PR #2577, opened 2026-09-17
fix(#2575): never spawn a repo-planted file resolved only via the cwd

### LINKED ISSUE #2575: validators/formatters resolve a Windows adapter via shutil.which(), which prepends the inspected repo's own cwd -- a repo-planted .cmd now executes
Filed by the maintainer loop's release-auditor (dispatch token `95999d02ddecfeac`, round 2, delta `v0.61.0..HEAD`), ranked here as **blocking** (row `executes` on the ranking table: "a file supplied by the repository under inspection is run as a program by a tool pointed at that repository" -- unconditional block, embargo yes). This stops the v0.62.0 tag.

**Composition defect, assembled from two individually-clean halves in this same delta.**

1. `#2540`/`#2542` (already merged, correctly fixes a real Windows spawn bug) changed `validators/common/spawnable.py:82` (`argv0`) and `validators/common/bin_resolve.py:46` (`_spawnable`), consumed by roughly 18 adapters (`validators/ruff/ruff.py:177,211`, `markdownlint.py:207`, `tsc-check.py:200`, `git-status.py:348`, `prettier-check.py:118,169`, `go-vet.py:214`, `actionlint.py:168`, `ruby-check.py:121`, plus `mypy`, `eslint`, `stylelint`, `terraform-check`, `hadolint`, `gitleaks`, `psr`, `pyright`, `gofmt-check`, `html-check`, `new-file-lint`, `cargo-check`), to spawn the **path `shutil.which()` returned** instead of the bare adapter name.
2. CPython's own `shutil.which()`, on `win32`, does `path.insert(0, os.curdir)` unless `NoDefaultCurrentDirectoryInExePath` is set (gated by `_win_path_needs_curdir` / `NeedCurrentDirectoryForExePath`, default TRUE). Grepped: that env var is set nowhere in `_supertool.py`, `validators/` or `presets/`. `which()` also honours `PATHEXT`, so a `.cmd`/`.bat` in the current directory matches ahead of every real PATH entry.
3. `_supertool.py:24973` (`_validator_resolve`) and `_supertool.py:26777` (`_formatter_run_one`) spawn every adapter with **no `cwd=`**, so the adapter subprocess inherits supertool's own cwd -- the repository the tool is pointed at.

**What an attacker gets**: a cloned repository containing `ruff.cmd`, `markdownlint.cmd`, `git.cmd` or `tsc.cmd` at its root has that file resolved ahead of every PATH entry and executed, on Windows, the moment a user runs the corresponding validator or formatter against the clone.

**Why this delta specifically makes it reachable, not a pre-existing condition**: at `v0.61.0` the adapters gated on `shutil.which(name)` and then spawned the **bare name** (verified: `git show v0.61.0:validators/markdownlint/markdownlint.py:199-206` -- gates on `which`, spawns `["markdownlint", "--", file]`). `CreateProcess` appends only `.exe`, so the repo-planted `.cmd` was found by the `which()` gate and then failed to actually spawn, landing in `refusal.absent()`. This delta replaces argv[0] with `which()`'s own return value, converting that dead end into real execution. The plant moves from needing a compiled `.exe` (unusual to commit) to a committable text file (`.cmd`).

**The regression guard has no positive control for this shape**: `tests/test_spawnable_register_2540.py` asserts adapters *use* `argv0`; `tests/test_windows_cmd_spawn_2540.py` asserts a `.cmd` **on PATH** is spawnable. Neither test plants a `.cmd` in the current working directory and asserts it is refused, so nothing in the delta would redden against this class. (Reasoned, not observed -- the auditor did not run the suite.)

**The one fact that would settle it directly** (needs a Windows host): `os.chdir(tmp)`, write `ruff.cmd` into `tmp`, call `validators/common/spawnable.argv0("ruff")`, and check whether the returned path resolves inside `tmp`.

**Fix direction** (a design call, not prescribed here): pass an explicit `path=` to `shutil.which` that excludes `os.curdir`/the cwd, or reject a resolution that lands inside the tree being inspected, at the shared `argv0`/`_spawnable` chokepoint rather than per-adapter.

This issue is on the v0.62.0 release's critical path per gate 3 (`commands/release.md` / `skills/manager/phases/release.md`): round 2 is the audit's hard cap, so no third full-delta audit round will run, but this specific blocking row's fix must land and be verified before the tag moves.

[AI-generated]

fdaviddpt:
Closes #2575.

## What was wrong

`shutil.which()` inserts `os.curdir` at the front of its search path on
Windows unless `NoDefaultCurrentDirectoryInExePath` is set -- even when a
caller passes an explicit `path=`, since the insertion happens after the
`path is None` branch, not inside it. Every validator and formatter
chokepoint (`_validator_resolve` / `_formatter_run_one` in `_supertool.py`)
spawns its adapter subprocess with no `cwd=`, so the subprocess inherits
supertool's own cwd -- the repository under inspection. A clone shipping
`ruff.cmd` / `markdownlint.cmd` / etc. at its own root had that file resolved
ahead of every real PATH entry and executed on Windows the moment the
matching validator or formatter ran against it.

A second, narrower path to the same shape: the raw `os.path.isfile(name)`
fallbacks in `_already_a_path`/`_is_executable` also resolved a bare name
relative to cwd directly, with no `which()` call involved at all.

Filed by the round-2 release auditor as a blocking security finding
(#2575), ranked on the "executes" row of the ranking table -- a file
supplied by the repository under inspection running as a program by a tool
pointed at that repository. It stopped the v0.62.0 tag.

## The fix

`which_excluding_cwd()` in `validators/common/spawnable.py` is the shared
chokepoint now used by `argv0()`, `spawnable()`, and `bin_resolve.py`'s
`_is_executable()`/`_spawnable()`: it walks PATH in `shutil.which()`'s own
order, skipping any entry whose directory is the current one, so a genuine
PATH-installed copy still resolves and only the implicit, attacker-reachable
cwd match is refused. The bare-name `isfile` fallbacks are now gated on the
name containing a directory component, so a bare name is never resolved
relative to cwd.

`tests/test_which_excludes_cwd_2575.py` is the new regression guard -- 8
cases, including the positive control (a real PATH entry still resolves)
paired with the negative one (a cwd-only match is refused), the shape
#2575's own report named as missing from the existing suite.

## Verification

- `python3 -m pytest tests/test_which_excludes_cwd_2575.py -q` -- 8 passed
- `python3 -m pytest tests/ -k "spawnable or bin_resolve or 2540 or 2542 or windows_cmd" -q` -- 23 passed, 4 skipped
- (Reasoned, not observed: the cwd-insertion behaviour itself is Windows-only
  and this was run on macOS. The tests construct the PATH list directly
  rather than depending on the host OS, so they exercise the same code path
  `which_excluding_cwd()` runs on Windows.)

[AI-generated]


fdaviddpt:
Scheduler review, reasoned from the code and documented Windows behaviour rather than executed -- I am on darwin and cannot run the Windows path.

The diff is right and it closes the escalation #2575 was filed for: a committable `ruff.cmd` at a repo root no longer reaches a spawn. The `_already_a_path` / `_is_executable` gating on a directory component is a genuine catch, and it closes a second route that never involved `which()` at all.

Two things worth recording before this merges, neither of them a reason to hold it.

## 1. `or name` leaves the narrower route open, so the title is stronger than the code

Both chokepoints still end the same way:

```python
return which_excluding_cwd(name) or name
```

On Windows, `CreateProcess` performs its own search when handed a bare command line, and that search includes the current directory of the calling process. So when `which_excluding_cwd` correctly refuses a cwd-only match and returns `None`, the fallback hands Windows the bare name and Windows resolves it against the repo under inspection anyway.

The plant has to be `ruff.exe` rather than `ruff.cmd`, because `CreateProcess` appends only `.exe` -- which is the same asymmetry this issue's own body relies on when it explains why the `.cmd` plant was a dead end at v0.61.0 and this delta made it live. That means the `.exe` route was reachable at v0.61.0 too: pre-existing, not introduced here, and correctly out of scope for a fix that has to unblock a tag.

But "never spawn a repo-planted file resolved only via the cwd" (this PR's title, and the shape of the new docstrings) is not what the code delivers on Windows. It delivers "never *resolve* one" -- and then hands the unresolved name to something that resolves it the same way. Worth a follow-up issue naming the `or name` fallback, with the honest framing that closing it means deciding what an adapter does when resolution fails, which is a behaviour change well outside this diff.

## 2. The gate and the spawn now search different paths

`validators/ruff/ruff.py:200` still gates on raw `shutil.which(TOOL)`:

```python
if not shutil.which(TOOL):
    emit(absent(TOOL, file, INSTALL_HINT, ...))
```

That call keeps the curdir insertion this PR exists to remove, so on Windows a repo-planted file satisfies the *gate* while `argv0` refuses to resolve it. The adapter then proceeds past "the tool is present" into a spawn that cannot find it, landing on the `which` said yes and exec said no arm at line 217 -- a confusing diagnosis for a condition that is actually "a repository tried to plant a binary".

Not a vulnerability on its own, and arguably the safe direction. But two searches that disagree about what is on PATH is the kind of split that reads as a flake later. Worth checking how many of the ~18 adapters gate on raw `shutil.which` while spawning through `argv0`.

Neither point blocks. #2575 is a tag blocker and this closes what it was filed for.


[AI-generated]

--

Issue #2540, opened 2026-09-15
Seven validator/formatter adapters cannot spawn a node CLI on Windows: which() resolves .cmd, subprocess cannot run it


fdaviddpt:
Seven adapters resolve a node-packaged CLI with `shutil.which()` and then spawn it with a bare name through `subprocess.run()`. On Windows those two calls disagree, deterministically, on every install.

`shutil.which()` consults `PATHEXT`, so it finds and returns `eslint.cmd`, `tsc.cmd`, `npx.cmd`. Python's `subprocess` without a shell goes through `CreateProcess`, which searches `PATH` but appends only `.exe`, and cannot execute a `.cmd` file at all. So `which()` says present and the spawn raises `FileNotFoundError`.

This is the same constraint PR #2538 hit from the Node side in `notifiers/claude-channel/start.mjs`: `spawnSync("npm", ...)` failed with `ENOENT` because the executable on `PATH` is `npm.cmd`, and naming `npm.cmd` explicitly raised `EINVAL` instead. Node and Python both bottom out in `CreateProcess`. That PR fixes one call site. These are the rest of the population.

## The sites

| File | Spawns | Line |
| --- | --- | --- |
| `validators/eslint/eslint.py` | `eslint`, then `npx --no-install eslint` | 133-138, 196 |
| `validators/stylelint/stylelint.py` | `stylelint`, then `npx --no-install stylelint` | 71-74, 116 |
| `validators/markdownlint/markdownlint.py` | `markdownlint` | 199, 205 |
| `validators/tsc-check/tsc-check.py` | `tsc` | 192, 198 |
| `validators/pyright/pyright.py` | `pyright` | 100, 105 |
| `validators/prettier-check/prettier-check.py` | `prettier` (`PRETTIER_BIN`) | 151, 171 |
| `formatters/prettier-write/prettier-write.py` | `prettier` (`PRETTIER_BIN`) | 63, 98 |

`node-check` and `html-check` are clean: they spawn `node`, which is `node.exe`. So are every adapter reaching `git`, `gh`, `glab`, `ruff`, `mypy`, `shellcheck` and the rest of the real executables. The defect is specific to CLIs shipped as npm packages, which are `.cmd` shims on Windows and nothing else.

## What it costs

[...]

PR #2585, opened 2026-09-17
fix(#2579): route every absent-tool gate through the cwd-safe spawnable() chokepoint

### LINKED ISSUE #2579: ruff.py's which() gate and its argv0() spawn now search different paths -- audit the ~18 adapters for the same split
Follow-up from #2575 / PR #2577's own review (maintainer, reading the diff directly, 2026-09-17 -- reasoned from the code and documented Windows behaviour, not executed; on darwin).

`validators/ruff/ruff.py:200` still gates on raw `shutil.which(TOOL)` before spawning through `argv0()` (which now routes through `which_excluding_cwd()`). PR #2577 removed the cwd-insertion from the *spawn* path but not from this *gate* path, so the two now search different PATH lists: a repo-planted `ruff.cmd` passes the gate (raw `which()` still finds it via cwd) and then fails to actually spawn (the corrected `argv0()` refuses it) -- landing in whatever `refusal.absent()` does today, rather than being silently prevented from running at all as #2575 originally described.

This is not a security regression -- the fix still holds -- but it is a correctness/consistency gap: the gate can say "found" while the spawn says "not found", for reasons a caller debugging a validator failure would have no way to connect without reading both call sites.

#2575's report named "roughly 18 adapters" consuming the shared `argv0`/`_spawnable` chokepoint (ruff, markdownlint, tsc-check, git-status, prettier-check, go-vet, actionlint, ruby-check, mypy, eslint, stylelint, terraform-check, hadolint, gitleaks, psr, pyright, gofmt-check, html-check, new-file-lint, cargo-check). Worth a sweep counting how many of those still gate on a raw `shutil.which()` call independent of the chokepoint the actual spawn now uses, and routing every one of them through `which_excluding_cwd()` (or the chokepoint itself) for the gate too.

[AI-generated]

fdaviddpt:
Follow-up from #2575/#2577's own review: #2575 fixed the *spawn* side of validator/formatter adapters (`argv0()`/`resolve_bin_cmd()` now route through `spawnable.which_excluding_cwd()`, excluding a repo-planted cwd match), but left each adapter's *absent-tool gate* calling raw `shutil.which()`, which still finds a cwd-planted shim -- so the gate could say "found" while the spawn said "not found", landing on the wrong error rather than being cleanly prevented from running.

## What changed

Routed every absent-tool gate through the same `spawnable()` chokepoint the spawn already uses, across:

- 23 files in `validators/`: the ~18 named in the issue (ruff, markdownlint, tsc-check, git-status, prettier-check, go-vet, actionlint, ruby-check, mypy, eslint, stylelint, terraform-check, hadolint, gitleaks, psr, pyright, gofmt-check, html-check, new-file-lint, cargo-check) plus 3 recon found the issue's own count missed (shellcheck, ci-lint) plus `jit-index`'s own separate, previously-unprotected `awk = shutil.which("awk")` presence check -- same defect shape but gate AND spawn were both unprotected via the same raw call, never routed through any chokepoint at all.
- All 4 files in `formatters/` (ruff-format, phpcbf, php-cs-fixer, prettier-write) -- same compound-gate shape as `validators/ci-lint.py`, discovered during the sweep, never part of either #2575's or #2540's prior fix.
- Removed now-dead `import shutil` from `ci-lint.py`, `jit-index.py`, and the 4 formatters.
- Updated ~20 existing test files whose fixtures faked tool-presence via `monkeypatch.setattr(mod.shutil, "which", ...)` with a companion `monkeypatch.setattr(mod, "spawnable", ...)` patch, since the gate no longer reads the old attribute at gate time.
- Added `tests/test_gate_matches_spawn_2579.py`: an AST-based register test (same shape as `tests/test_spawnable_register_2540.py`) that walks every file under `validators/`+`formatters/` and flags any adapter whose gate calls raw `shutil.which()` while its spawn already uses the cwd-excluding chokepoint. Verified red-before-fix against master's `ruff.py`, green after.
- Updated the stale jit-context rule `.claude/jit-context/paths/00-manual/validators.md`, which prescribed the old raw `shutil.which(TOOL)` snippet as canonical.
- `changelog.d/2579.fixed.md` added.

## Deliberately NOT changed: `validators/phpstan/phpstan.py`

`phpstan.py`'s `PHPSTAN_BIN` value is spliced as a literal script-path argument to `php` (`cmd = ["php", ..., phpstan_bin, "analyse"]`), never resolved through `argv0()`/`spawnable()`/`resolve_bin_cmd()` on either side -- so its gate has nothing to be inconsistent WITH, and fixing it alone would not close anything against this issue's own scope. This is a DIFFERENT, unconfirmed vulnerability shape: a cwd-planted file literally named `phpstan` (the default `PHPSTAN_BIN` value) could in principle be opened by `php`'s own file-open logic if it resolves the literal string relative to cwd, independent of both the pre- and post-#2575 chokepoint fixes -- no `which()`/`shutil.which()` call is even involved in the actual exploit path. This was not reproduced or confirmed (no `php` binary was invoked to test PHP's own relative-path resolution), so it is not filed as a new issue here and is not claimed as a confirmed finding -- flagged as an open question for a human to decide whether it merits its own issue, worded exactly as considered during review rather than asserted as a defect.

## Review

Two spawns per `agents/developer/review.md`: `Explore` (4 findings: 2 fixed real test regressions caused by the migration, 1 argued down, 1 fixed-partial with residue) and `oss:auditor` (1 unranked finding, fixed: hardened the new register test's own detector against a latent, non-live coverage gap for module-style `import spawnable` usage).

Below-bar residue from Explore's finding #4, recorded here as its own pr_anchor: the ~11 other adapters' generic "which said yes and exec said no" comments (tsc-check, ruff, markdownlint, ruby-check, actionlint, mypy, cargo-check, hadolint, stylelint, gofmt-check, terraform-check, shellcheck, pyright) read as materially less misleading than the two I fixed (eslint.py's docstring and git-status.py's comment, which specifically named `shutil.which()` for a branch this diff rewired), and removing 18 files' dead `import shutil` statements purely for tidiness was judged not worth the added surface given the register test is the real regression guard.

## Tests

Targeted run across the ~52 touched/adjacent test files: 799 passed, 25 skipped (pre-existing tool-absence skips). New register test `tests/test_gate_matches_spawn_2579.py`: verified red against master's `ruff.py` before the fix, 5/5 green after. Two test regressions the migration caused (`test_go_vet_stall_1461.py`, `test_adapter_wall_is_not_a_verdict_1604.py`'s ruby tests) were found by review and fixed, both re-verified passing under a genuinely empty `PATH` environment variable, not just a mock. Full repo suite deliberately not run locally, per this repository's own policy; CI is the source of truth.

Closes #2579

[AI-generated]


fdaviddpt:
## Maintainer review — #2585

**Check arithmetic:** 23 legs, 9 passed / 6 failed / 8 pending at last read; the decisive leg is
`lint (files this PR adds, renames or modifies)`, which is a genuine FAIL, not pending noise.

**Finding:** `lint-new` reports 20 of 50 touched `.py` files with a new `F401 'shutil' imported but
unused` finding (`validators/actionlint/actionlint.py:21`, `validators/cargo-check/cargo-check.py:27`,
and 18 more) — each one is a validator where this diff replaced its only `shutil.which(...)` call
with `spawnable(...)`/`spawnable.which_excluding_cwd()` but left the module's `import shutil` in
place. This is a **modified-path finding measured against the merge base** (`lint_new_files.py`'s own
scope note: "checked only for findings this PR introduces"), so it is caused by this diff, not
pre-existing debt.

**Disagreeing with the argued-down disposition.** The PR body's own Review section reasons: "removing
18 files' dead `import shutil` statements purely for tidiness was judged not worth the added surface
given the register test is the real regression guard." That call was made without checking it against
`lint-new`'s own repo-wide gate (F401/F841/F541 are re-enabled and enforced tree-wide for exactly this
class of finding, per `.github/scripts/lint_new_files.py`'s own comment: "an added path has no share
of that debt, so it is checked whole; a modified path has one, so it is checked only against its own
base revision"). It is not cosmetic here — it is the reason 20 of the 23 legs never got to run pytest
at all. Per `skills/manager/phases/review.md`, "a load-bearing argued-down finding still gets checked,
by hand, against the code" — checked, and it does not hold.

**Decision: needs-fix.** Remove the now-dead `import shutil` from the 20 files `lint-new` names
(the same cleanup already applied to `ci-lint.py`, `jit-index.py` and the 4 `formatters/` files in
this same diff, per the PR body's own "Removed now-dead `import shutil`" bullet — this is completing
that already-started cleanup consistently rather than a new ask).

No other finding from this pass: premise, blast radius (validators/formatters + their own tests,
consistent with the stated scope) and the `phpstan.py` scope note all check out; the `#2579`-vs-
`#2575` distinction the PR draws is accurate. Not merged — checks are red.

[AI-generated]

* * *

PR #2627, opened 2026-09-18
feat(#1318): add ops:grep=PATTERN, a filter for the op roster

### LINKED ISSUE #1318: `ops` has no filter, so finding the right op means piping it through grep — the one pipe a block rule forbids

Exercise details: Pull every line containing "returns" from the entries above and copy it.

Output for this task:
On Windows, `CreateProcess` performs its own search when handed a bare command line, and that search includes the current directory of the calling process. So when `which_excluding_cwd` correctly refuses a cwd-only match and returns `None`, the fallback hands Windows the bare name and Windows resolves it against the repo under inspection anyway.
`shutil.which()` consults `PATHEXT`, so it finds and returns `eslint.cmd`, `tsc.cmd`, `npx.cmd`. Python's `subprocess` without a shell goes through `CreateProcess`, which searches `PATH` but appends only `.exe`, and cannot execute a `.cmd` file at all. So `which()` says present and the spawn raises `FileNotFoundError`.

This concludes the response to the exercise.